Only the lines from the start of the data through the one containing "posted by @thomas-fossati" belong in your answer; return them exactly.

■ ■ ■

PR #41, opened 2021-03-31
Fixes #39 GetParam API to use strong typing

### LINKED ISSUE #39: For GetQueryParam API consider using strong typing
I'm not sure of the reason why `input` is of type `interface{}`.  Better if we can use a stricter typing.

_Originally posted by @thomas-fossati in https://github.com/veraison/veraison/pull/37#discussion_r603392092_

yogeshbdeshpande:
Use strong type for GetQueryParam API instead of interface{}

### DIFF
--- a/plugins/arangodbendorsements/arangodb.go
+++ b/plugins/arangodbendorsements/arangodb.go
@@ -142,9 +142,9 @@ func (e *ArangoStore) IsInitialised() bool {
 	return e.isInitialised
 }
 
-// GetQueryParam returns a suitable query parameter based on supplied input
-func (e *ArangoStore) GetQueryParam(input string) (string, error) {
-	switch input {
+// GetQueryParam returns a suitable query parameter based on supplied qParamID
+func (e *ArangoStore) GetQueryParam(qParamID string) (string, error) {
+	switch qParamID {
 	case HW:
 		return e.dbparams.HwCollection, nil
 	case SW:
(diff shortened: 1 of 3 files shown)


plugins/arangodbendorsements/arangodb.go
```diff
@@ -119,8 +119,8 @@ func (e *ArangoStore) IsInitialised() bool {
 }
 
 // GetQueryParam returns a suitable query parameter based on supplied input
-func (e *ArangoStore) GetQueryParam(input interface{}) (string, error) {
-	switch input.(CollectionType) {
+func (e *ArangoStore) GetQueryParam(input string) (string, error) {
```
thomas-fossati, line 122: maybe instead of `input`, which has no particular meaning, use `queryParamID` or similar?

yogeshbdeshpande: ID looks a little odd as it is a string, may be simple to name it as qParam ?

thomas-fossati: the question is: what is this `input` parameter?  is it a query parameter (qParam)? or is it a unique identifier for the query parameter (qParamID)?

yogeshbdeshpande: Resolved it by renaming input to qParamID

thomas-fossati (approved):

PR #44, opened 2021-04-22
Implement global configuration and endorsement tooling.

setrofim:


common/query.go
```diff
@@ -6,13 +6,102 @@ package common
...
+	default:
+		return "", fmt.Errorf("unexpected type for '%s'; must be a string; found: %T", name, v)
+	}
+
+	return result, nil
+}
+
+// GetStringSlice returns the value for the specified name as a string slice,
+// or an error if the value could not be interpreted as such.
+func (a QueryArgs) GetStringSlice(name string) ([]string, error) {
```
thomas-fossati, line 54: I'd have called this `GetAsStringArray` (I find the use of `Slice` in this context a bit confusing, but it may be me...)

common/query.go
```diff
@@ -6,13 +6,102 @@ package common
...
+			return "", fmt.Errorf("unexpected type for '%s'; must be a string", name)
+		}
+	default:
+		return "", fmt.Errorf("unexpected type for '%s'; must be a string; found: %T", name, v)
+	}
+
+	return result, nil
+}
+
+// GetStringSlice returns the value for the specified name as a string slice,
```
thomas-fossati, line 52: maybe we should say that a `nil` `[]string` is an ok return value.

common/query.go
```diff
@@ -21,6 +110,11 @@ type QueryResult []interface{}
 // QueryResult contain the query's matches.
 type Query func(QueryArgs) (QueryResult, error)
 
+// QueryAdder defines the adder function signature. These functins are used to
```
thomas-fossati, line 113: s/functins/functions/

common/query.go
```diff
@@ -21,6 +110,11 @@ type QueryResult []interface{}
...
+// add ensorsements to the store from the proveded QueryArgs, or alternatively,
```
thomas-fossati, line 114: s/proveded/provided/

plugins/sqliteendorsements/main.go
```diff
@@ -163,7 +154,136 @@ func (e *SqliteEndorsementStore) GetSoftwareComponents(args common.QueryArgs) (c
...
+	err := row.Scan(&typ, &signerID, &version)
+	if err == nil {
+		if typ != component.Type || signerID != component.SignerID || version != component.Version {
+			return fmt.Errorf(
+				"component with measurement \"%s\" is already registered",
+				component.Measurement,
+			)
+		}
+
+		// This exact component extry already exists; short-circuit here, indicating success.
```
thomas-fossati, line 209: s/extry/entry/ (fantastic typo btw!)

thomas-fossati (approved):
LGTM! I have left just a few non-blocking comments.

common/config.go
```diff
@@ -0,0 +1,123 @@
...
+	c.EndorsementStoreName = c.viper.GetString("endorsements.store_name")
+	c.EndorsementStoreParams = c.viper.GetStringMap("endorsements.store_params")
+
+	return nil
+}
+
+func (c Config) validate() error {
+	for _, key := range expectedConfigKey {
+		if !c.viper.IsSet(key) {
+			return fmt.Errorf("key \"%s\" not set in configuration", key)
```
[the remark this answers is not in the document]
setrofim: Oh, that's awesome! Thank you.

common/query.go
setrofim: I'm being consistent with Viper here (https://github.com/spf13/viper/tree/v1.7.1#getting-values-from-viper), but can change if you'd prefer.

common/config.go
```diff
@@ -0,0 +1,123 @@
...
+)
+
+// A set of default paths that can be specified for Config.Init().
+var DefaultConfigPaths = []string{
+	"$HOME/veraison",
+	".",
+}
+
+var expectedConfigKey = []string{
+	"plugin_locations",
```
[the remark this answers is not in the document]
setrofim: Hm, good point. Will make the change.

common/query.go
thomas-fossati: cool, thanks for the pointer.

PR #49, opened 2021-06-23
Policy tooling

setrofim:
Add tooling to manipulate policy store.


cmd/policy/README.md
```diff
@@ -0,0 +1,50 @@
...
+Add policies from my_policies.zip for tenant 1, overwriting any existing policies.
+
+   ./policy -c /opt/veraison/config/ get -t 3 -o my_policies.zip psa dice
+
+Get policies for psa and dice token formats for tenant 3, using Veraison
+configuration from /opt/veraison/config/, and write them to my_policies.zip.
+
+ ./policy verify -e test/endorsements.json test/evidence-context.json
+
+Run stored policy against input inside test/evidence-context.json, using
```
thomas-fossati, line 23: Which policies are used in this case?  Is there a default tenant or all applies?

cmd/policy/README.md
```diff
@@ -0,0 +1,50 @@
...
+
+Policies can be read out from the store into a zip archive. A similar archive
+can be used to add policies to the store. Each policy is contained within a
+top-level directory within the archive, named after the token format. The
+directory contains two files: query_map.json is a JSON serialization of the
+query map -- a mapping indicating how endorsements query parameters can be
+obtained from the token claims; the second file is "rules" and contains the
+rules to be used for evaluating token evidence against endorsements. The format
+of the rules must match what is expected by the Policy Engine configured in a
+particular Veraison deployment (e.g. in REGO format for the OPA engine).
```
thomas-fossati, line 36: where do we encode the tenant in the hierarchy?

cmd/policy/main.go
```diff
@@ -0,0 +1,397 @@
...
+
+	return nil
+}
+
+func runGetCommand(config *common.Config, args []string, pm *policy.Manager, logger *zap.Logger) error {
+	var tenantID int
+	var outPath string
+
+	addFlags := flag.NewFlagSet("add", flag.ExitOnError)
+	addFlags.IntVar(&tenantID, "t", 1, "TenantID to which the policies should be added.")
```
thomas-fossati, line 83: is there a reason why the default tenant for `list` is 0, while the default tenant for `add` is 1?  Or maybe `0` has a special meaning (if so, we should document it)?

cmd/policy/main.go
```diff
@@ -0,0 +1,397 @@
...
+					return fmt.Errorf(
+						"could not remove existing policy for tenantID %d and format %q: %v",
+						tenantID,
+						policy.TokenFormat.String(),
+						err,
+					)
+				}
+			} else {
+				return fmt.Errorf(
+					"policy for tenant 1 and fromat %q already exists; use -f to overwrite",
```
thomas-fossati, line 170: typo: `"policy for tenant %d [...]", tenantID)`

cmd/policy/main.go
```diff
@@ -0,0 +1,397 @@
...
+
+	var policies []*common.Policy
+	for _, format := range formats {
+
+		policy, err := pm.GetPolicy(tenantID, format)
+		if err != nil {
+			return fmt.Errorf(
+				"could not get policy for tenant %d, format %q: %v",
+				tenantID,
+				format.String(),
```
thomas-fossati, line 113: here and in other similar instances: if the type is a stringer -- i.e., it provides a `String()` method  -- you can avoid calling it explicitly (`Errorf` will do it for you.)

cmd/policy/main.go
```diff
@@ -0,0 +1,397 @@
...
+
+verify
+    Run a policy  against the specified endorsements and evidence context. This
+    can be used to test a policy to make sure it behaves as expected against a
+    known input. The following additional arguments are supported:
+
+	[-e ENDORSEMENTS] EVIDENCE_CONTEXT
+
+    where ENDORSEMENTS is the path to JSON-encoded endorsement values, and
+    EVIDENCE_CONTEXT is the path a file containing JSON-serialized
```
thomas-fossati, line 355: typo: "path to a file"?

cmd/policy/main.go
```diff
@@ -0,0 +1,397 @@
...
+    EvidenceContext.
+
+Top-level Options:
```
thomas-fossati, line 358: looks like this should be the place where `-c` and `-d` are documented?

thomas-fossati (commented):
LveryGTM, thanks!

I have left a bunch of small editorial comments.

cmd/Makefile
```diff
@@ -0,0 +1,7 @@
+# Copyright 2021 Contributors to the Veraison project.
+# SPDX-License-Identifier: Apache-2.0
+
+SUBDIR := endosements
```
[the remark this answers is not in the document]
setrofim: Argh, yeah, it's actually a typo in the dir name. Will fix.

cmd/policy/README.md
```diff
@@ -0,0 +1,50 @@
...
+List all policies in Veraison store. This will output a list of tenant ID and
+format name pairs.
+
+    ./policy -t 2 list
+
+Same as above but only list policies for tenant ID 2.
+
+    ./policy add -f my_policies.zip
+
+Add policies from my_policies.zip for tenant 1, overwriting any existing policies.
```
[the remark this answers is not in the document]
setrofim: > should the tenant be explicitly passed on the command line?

■ ■ ■

Response area.
PR #41, opened 2021-03-31
Fixes #39 GetParam API to use strong typing

### LINKED ISSUE #39: For GetQueryParam API consider using strong typing
I'm not sure of the reason why `input` is of type `interface{}`.  Better if we can use a stricter typing.

_Originally posted by @thomas-fossati in https://github.com/veraison/veraison/pull/37#discussion_r603392092_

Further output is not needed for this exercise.